CAIRO: Egypt Post (EP) Chairman Alaa Fahmy says he expects his company s 20 percent stake in the third mobile operation, Etisalat Egypt, will earn his company LE 100 million in annual net income, according to Al-Masry Al-Youm.

Fahmy says EP plans to participate in revenue generation by using its 3,600 offices throughout the country to promote the third mobile operator. Detailed plans have not been discussed with Etisalat officials yet, he says, but they could include providing mobile communication services in post office outlets as well as distribution for pre-paid phone cards.
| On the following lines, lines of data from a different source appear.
PR #8773, opened 2023-09-29
[BUGFIX] Improve datasource crud

roblim:
- Update logic in `_SourceFactories.create_update_crud_method` and `_SourceFactories.create_add_or_update_crud_method` to call `AbstractDataContext._update_fluent_datasource`, instead of calling `AbstractDataContext._delete_fluent_datasource` + `AbstractDataContext._add_fluent_datasource`. The former approach was causing an issue with Cloud, since Datasources with associated Checkpoints cannot be deleted, preventing users from updating Datasources
- Revert `CloudDataContext._save_project_config` to being no-op. With the recent removal of Datasource caching and the introduction of `DatasourceDict`, this logic is no longer necessary and was causing unnecessary HTTP calls to cloud.


great_expectations/datasource/fluent/sql_datasource.py
```diff
@@ -456,7 +456,7 @@ def _add_splitter(self: Self, splitter: Splitter) -> Self:
         # persist the config changes
         context: AbstractDataContext | None
         if context := self._datasource._data_context:
-            context._save_project_config(self._datasource)
+            context.datasources[self._datasource.id] = self._datasource
```
Kilo59: Why are we storing this by the id and not the name?

roblim: Good catch. Addressed in https://github.com/great-expectations/great_expectations/pull/8773/commits/3f228fa3ed30609530ae4d3162336f05d4ad829a

great_expectations/core/datasource_dict.py
```diff
@@ -92,17 +94,27 @@ def data(self) -> dict[str, FluentDatasource | BaseDatasource]:  # type: ignore[
 
         return datasources
 
-    @override
-    def __setitem__(self, name: str, ds: FluentDatasource | BaseDatasource) -> None:
+    def set_datasource(
+        self, name: str, ds: FluentDatasource | BaseDatasource
+    ) -> FluentDatasource | BaseDatasource | None:
```
cdkini: Is this an accurate return? Looks like it should be `Fluent | None`.

Instead of `None`, could we just return `Fluent | Base`? I'd love to avoid nullable returns if possible

great_expectations/core/datasource_dict.py
```diff
@@ -210,12 +226,15 @@ def __contains__(self, name: object) -> bool:
...
         self.data[name] = ds
 
         # FDS do not use stores
         if not isinstance(ds, FluentDatasource):
-            super().__setitem__(name, ds)
+            return super().set_datasource(name, ds)
```
cdkini: Nit - Could we use key-word args

great_expectations/core/datasource_dict.py
```diff
@@ -210,12 +226,15 @@ def __contains__(self, name: object) -> bool:
...
+        return ds
```
cdkini, line 255: Hmm okay the signature makes more sense here since BDS is a possibility

great_expectations/data_context/data_context/abstract_data_context.py
```diff
@@ -379,9 +379,7 @@ def _init_project_config(
     def _init_variables(self) -> DataContextVariables:
         raise NotImplementedError
 
-    def _save_project_config(
-        self, _fds_datasource: FluentDatasource | None = None
-    ) -> FluentDatasource | None:
+    def _save_project_config(self) -> None:
```
cdkini, line 382: yesssss thank you for cleaning this up

great_expectations/data_context/data_context/cloud_data_context.py
```diff
@@ -943,26 +943,13 @@ def _persist_suite_with_store(
...
-        # the different requirements for FDS vs BDS.
-        # At which time `_save_project_config` will revert to being a no-op operation on the CloudDataContext.
-        if _fds_datasource:
-            return self._datasource_store.set(key=None, value=_fds_datasource)
-        else:
-            logger.debug(
-                "CloudDataContext._save_project_config() has no `fds_datasource` to update"
-            )
-            return None
+        return None
```
cdkini: Could we log here instead of completely no-oping?

tests/datasource/fluent/test_contexts.py
```diff
@@ -69,7 +67,7 @@ def test_add_fluent_datasource_are_persisted(
     assert set_spy.call_count == 1
     cloud_api_fake.assert_call_count(
         f"{GX_CLOUD_MOCK_BASE_URL}/organizations/{FAKE_ORG_ID}/datasources",
-        1,
+        2,
```
cdkini, line 70: Why are we increasing the call count here? I thought this PR was reducing duplicate calls?

tests/conftest.py
```diff
@@ -3711,20 +3745,8 @@ def cloud_data_context_with_datasource_pandas_engine(
...
-        return value
-
-    with mock.patch(
-        "great_expectations.data_context.store.gx_cloud_store_backend.GXCloudStoreBackend.list_keys"
-    ), mock.patch(
-        "great_expectations.data_context.store.datasource_store.DatasourceStore.set",
-        side_effect=set_side_effect,
-    ):
-        fds = PandasDatasource(name="my_datasource")
-        context.add_datasource(datasource=fds)
```
cdkini, line 3727: All these `mock.patch` deletions feel great - thank you!

tests/datasource/fluent/test_contexts.py
roblim: I think it's because the fixture was overriding context.datasources with a dict, but since removing that override, accessing context.datasources results in a REST call to list datasources. So I think it's more the test just wasn't accurate before.

great_expectations/core/datasource_dict.py
roblim: Sure. Addressed in https://github.com/great-expectations/great_expectations/pull/8773/commits/864c95207ad75eca04638f3d16fbf80fe1ec2695

great_expectations/core/datasource_dict.py
roblim: Good catch. Addressed in https://github.com/great-expectations/great_expectations/pull/8773/commits/db0d0ad9848fe204700b50c5cf584eda87185b1a

great_expectations/data_context/data_context/cloud_data_context.py
roblim: Sure. Addressed in https://github.com/great-expectations/great_expectations/pull/8773/commits/460c41b8e2a7becf6e97d41b97d1ba61875d0225.

great_expectations/core/datasource_dict.py
```diff
@@ -92,17 +94,27 @@ def data(self) -> dict[str, FluentDatasource | BaseDatasource]:  # type: ignore[
 
         return datasources
 
-    @override
-    def __setitem__(self, name: str, ds: FluentDatasource | BaseDatasource) -> None:
+    def set_datasource(
+        self, name: str, ds: FluentDatasource | BaseDatasource
+    ) -> FluentDatasource | None:
```
Kilo59, line 109: `non-blocking`
overloads for the fluent vs base datasource could help with the typing of the return type.

```python
   @overload
    def set_datasource(
        self, name: str, ds: FluentDatasource
    ) -> FluentDatasource:
        ...

    @overload
    def set_datasource(
        self, name: str, ds: BaseDatasource
    ) -> None:
       ...

    def set_datasource(
        self, name: str, ds: FluentDatasource | BaseDatasource
    ) -> FluentDatasource | None:
```

great_expectations/datasource/fluent/sources.py
```diff
@@ -512,21 +517,14 @@ def update_datasource(
...
 
-            # local delete only, don't update the persisted store entry
-            self._data_context._delete_fluent_datasource(
-                datasource_name=datasource_name, _call_store=False
-            )
-            # Now that the input is validated and the old datasource is deleted we pass the
-            # original arguments to the add method (ie name and not datasource_name).
-            return self.create_add_crud_method(datasource_type)(
-                name_or_datasource, **kwargs
+            updated_datasource.test_connection()
```
Kilo59, line 522: Why are we calling `test_connection()` here?

tests/cli/test_sanitize_yaml_and_save_datasource.py
```diff
@@ -42,24 +42,23 @@ def test_sanitize_yaml_and_save_datasource_works_without_credentials(
...
 name: my_datasource
-class_name: SimpleSqlalchemyDatasource
-introspection:
-  whole_table:
-    data_asset_name_suffix: __whole_table
-connection_string: sqlite://"""
+class_name: Datasource
+execution_engine:
+  class_name: PandasExecutionEngine
+"""
```
Kilo59: `non-blocking`

Why did these BDS examples need to change?

tests/conftest.py
```diff
@@ -3667,9 +3673,37 @@ def empty_cloud_data_context(
         cloud_organization_id=ge_cloud_config.organization_id,
     )
 
-    context._datasources = (
-        {}
-    )  # Basic in-memory mock for DatasourceDict to avoid HTTP calls
```
Kilo59, line 3672: 👏

tests/experimental/metric_repository/test_cloud_data_store.py
```diff
@@ -17,8 +17,8 @@
     MetricRun,
 )
 
-# Import and use fixtures defined in tests/datasource/fluent/conftest.py
-from tests.datasource.fluent.conftest import (
+# Import and use fixtures defined in tests/conftest.py
+from tests.conftest import (
```
Kilo59: `non-blocking`
@roblim 
Now that you've moved some of these fixtures to the top-level `conftest`, they no longer need to be imported.
They should be available via the normal pytest fixture magic.

tests/experimental/metric_repository/test_column_descriptive_metrics_metric_retriever_integration.py
```diff
@@ -16,8 +16,8 @@
     TableMetric,
 )
 
-# Import and use fixtures defined in tests/datasource/fluent/conftest.py
-from tests.datasource.fluent.conftest import (
+# Import and use fixtures defined in tests/conftest.py
+from tests.conftest import (
```
Kilo59: Same as above/below

great_expectations/datasource/fluent/sources.py
roblim, line 522: @Kilo59 @cdkini - during our pairing session, @Kilo59 mentioned that `test_connection` should only be called during `add_datasource` operation, not `update_datasource`. However, when I went back to double check, it looks like adding `.test_connection()` (in `update_datasource` and `add_or_update_datasource`) is actually required to maintain existing behavior, since existing behavior is to delete then re-add Datasources when doing updates. Since re-adding just uses existing `add_datasource` method, `test_connection()` ends up getting called, just not in the main body of the update methods.

Should we maintain this behavior or is the existing impl a bug? LMK if I'm misreading the logic somewhere.

Kilo59 (approved):
Excellent work!
I know this was a pain!

great_expectations/datasource/fluent/sources.py
Kilo59: That makes, sense.
I wouldn't have expected that but given that's our current behavior, I say let's keep it.

roblim: See above comment: https://github.com/great-expectations/great_expectations/pull/8773#discussion_r1353428484

great_expectations/data_context/data_context/abstract_data_context.py
```diff
@@ -789,28 +785,20 @@ def _add_fluent_datasource(
...
+        return_obj._data_context = self
+        self._save_project_config()
 
-        return datasource
+        return return_obj
 
     def _update_fluent_datasource(
         self, datasource: Optional[FluentDatasource] = None, **kwargs
-    ) -> None:
+    ) -> FluentDatasource | BaseDatasource:
```
cdkini: Is this true? Should just be `FluentDatasource` right?

great_expectations/core/datasource_dict.py
Kilo59: Actually, a `TypeVar` would be better. It doesn't just return any fluent datasource. It's returning the same type it was passed.

```python
T = TypeVar('T', bound=FluentDatasource)

   @overload
    def set_datasource(
        self, name: str, ds: T
    ) -> T:
        ...

    @overload
    def set_datasource(
        self, name: str, ds: BaseDatasource
    ) -> None:
       ...

    def set_datasource(
        self, name: str, ds: T | BaseDatasource
    ) -> T | None:


```

great_expectations/data_context/data_context/abstract_data_context.py
roblim: Good catch! Addressed in https://github.com/great-expectations/great_expectations/pull/8773/commits/b760677108e3d57b9d8fdc4319398bf8d4f265c4

tests/cli/test_sanitize_yaml_and_save_datasource.py
roblim: Good catch - meant to revert. Initial approach to `DatasourceDict.set_datasource` attempted to instantiate and return `BaseDatasource` obj from config for BDS, but this broke a bunch of tests (these changes were first few attempts to fix). Since behavior of returning a Datasource from this method is new and only relevant to FDS, decided to just return None for BDS vs. instantiating, instead of wasting time refactoring tests.

Addressed in https://github.com/great-expectations/great_expectations/pull/8773/commits/e51aa04faaf82e6c32e8635e0f9a42f36c54e2a2.

tests/experimental/metric_repository/test_cloud_data_store.py
roblim: Addressed in https://github.com/great-expectations/great_expectations/pull/8773/commits/3e17393f0dc563d9cb3a01b571d5b3f97563eb64

tests/experimental/metric_repository/test_column_descriptive_metrics_metric_retriever_integration.py
roblim: Addressed in https://github.com/great-expectations/great_expectations/pull/8773/commits/3e17393f0dc563d9cb3a01b571d5b3f97563eb64

great_expectations/core/datasource_dict.py
roblim: Thanks for the detailed suggestion! Addressed in https://github.com/great-expectations/great_expectations/pull/8773/commits/7b417a7499e3e6a00075a633205c44b902168cee.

EP sold its 8.1 percent in Vodafone Egypt earlier this year in favor of entering the Etisalat-led consortium that eventually won the country s third mobile operator s license for LE 16.7 billion. UAE s Etisalat is majority owner of Etisalat Egypt with a 66 percent share, followed by EP and the National Bank of Egypt with 20 percent each and Commercial International with 4 percent. The consortium beat 11 offers from European, Arab and Asian consortia in July.

Fahmy says EP will use the revenue earned from its sale of the Vodafone stake to modernize post outlets in order to best participate in the promotion of the new operation.

Etisalat Egypt, so far the lone 3rd Generation license holder, says it will aim for 70 percent network coverage by the end of the first year, 85 percent after the second, and 100 percent after three years, Chief Executive Officer Saleh El-Abduli says. The company is now working out contracts with existing mobile operators Mobinil and Vodafone to lease their infrastructure for at least two years and is scheduled to begin offering commercial services in February 2007.

Despite high consumer anticipation of the third network, some analysts doubt the market s ability to afford 3G technology and the new operator s ability to gain significant market share without lowering even further one of the lowest per minute rates in the Middle East. EFG Hermes Senior Analyst Wael Ziada says the company will have trouble turning profit because of the high licensing fee already paid and projected high start up costs.

Still, others point to the exponential growth the two existing operators saw in the past two years as evidence of the high potential for demand even for initially expensive technologies in the market. According to NTRA figures, mobile penetration reached 19.5 percent in June 2006. Minister of Communication and Information Technology Tarek Kamel says he expects the number to reach 40 percent by 2010. The number of subscribers, almost evenly split between Mobinil and Vodafone, has reached 14 million, up from 2.9 million in June 2005 and just 650,000 in October 1998 when mobile technology was first introduced.